§ **Exercise directions**: For every line of the material below, check for the string "later" and return the line if it is there.

§ **Task input**:
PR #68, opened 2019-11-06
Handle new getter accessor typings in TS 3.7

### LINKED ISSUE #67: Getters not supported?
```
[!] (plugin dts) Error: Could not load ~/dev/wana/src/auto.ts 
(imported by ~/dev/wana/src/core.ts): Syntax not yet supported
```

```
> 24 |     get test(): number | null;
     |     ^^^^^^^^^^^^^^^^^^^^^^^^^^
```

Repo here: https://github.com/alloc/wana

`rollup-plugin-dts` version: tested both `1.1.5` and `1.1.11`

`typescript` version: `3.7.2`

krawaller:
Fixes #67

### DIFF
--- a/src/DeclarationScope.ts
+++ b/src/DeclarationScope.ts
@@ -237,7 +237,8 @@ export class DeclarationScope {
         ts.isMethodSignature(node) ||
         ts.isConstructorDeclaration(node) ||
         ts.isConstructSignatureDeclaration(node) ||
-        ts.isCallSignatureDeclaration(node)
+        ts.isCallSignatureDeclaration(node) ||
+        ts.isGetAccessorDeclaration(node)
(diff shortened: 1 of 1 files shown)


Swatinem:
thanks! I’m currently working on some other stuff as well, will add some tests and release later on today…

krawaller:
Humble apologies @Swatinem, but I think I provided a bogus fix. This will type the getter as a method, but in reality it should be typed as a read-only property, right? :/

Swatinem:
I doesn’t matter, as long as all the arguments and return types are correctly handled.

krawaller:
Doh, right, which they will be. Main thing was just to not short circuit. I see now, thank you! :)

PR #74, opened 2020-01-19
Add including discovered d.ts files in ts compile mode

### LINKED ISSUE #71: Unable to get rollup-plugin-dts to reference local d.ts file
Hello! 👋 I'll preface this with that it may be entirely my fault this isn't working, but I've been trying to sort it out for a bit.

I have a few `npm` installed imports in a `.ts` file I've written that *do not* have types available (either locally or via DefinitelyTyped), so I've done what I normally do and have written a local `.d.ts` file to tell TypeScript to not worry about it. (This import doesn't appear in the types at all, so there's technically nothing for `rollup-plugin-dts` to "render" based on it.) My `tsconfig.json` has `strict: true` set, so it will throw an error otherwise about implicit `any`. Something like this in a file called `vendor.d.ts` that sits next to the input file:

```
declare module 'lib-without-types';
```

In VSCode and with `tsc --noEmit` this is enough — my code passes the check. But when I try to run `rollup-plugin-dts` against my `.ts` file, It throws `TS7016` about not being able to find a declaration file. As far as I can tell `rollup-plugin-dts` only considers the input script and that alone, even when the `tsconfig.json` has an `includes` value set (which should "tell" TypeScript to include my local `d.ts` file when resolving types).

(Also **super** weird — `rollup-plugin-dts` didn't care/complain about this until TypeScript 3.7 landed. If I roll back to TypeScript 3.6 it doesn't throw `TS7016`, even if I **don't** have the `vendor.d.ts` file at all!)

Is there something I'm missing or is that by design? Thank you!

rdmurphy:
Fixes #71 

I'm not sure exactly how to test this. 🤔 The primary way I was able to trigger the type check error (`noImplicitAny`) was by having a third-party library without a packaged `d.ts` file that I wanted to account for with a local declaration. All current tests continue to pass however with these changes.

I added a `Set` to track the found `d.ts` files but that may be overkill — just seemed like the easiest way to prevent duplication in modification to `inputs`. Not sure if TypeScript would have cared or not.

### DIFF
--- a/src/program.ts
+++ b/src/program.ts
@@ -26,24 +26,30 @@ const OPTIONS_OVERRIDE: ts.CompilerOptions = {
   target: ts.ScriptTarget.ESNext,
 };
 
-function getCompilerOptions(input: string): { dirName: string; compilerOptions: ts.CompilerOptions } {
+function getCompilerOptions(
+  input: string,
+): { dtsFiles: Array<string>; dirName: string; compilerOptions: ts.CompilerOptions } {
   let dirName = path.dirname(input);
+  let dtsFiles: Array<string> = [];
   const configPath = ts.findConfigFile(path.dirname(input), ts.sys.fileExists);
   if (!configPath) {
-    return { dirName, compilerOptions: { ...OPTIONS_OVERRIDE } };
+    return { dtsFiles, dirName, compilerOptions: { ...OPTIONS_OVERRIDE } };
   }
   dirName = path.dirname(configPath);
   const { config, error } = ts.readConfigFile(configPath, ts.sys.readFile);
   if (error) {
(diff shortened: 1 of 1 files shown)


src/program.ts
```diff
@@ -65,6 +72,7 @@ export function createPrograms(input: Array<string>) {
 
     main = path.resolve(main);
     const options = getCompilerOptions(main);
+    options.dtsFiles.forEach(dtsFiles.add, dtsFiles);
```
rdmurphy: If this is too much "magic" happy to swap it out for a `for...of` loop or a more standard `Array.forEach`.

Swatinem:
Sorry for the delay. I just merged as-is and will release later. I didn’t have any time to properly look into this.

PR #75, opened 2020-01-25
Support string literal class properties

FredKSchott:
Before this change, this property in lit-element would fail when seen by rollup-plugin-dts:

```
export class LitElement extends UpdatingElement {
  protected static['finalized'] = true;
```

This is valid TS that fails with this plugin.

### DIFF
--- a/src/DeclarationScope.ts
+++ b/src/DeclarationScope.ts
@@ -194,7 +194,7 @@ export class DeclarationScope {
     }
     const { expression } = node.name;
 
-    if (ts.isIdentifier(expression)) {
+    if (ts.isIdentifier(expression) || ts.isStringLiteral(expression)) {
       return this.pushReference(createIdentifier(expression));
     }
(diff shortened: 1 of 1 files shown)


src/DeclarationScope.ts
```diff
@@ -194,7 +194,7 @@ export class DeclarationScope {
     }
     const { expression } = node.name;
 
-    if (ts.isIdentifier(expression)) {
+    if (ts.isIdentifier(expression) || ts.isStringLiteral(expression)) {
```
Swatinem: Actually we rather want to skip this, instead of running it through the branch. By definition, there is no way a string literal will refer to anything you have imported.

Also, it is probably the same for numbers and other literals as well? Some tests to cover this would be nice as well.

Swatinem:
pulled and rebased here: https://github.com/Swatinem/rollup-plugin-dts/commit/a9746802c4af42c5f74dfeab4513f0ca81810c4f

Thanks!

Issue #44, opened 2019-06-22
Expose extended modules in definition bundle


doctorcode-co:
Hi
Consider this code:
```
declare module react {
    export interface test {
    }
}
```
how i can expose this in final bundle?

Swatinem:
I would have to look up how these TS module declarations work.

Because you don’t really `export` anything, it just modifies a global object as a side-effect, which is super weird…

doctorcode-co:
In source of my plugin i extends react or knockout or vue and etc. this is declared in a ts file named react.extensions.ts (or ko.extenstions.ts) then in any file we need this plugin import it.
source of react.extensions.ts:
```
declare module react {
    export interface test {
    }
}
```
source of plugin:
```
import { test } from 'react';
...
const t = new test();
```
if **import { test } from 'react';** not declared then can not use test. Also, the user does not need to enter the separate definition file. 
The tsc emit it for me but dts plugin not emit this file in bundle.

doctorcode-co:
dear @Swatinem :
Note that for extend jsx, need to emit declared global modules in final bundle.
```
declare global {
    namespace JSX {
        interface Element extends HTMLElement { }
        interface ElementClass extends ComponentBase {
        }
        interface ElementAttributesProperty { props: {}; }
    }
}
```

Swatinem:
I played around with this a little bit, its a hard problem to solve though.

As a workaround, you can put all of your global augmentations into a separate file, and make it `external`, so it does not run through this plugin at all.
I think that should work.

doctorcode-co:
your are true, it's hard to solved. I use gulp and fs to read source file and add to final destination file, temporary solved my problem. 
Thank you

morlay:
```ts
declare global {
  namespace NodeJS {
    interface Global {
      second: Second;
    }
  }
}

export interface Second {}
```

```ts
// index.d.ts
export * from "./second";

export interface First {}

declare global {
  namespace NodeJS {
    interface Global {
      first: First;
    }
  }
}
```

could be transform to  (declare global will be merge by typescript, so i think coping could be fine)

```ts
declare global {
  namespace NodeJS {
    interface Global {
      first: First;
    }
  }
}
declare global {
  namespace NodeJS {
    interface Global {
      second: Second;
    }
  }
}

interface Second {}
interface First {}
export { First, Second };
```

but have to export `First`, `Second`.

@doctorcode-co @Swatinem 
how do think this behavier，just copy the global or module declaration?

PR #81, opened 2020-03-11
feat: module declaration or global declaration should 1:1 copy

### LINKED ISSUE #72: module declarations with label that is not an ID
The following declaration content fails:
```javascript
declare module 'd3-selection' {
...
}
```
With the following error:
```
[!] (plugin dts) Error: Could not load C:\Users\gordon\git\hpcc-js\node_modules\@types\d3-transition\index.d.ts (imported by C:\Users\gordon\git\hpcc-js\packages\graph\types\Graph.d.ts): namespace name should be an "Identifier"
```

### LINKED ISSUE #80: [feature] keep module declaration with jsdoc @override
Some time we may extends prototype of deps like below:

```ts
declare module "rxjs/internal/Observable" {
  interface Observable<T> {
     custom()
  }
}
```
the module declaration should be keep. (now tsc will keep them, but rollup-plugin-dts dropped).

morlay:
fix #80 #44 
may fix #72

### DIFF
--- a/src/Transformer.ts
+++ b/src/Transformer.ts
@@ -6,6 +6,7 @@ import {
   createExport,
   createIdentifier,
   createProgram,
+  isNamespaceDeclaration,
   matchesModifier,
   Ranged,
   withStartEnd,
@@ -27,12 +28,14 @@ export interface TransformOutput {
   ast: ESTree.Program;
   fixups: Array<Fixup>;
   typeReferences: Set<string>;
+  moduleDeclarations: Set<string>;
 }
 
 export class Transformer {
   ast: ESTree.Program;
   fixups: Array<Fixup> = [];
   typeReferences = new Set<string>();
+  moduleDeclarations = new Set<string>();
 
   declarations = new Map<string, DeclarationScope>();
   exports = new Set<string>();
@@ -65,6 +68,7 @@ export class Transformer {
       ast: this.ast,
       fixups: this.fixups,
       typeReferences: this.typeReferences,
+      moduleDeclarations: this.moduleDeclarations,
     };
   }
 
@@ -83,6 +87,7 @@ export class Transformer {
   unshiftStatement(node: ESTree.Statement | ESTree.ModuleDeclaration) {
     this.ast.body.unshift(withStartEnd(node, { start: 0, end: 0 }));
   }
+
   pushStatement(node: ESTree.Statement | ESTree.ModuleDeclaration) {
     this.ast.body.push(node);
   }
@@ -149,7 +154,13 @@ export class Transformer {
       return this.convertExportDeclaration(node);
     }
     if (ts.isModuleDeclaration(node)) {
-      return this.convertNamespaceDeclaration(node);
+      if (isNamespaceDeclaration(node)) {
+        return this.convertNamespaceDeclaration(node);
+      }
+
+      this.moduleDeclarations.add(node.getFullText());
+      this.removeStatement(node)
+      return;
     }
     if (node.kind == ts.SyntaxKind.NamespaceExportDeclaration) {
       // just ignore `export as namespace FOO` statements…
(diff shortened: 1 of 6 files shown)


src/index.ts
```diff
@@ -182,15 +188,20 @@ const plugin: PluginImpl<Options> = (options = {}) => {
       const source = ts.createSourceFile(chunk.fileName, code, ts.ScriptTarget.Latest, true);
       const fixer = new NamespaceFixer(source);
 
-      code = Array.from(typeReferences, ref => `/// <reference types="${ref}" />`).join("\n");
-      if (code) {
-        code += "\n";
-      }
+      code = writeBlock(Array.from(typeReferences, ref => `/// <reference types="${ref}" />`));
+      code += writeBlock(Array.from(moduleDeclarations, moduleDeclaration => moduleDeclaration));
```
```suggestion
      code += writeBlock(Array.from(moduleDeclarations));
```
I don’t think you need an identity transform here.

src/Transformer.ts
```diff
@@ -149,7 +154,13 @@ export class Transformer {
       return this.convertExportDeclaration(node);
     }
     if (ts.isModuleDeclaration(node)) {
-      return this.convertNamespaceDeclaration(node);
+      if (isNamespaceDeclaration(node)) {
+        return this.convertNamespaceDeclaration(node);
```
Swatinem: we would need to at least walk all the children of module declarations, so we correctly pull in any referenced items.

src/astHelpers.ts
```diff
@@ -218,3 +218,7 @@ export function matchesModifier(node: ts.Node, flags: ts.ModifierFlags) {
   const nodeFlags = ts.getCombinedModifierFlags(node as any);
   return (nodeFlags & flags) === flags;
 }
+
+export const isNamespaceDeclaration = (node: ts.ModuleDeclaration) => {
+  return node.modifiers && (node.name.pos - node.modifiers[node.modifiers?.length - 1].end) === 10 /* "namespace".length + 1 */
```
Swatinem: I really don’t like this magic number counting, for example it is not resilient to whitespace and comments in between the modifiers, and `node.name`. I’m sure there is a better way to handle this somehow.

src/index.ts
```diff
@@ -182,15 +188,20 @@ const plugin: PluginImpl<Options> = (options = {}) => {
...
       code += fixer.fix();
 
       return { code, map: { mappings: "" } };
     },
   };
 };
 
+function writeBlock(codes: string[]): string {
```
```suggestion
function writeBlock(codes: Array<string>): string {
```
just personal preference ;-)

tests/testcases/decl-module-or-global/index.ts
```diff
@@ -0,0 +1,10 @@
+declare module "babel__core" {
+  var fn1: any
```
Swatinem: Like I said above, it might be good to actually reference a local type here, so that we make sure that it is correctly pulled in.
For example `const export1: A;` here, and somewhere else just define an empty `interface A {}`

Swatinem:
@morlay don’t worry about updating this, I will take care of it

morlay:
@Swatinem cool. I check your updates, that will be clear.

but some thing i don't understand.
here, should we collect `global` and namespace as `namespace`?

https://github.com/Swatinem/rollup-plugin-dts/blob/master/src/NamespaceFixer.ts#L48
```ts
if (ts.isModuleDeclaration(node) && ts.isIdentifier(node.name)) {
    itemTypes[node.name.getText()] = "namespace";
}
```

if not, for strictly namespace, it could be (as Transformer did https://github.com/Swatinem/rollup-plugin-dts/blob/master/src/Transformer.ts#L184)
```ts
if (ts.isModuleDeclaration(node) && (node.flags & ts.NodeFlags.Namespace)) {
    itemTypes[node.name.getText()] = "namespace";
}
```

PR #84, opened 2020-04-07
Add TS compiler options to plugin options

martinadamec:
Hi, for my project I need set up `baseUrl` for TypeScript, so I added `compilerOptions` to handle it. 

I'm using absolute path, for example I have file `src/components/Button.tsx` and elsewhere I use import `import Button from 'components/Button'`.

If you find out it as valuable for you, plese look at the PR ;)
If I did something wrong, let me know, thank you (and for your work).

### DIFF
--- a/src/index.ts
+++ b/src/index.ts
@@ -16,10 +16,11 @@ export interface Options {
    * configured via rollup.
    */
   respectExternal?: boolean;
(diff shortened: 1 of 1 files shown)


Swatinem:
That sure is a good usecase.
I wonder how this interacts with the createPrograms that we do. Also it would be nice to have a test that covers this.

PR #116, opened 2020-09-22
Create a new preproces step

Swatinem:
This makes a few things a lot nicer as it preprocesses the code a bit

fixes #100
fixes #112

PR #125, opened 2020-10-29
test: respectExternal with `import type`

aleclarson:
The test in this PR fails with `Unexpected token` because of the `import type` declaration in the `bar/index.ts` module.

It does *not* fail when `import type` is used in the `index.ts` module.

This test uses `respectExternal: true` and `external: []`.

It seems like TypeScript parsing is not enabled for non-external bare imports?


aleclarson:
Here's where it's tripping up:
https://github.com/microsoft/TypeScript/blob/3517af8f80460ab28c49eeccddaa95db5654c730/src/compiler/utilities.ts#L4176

§ **Exercise result**:
thanks! I’m currently working on some other stuff as well, will add some tests and release later on today…
Sorry for the delay. I just merged as-is and will release later. I didn’t have any time to properly look into this.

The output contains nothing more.